** Opening GIVEN RECORDS block **
PR #1214, opened 2024-05-13
Rust 1.78

benma:
The toolchain bump and removing the async_recursion dep reduces the firmware binary by 5832 bytes compared to the v9.18.0 release.


benma:
I tested U2F (due to the small `bitbox02-rust-c/src/workflow.rs ` which is used for U2F confirmation screens) and signing ETH typed msgs manually on a device to confirm everything works as expected.

PR #1215, opened 2024-05-14
erc20 params binary efficiency improvements

benma:
Multi firmware before: 755504 bytes
After: ~~747472~~ 745872 bytes
Diff: ~~-8032~~  9632 bytes


src/rust/Cargo.toml
```diff
@@ -21,8 +21,14 @@ members = [
...
     "bitbox02",
     "bitbox02-sys",
+    "erc20_params",
 ]
 
+# Needed if edition 2018 and 2021 are mixed in the workspace crates, to fix
+# a cargo warning.
+# When all are switched to 2021, this can be removed.
+resolver = "2"
+
```
benma, line 31: Now part of https://github.com/digitalbitbox/bitbox02-firmware/pull/1216, which should be merged first, then this can be rebased.

asi345: I tested and reviewed that pr first, it's ready to merge.

asi345 (approved):
built and tested the firmware, all works fine. binary size is exactly 747472 in my system too, perfect!
tACK 👍

benma:
@asi345 I removed another ~1 byte per token by removing the null terminator byte for the unit strings and grouping the tokens by unit string length too.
** Closing GIVEN RECORDS block **
_TRY IT_
In the records above, how many lines hold the string "opened"? Respond with that number only.

_RESULT BELOW_
2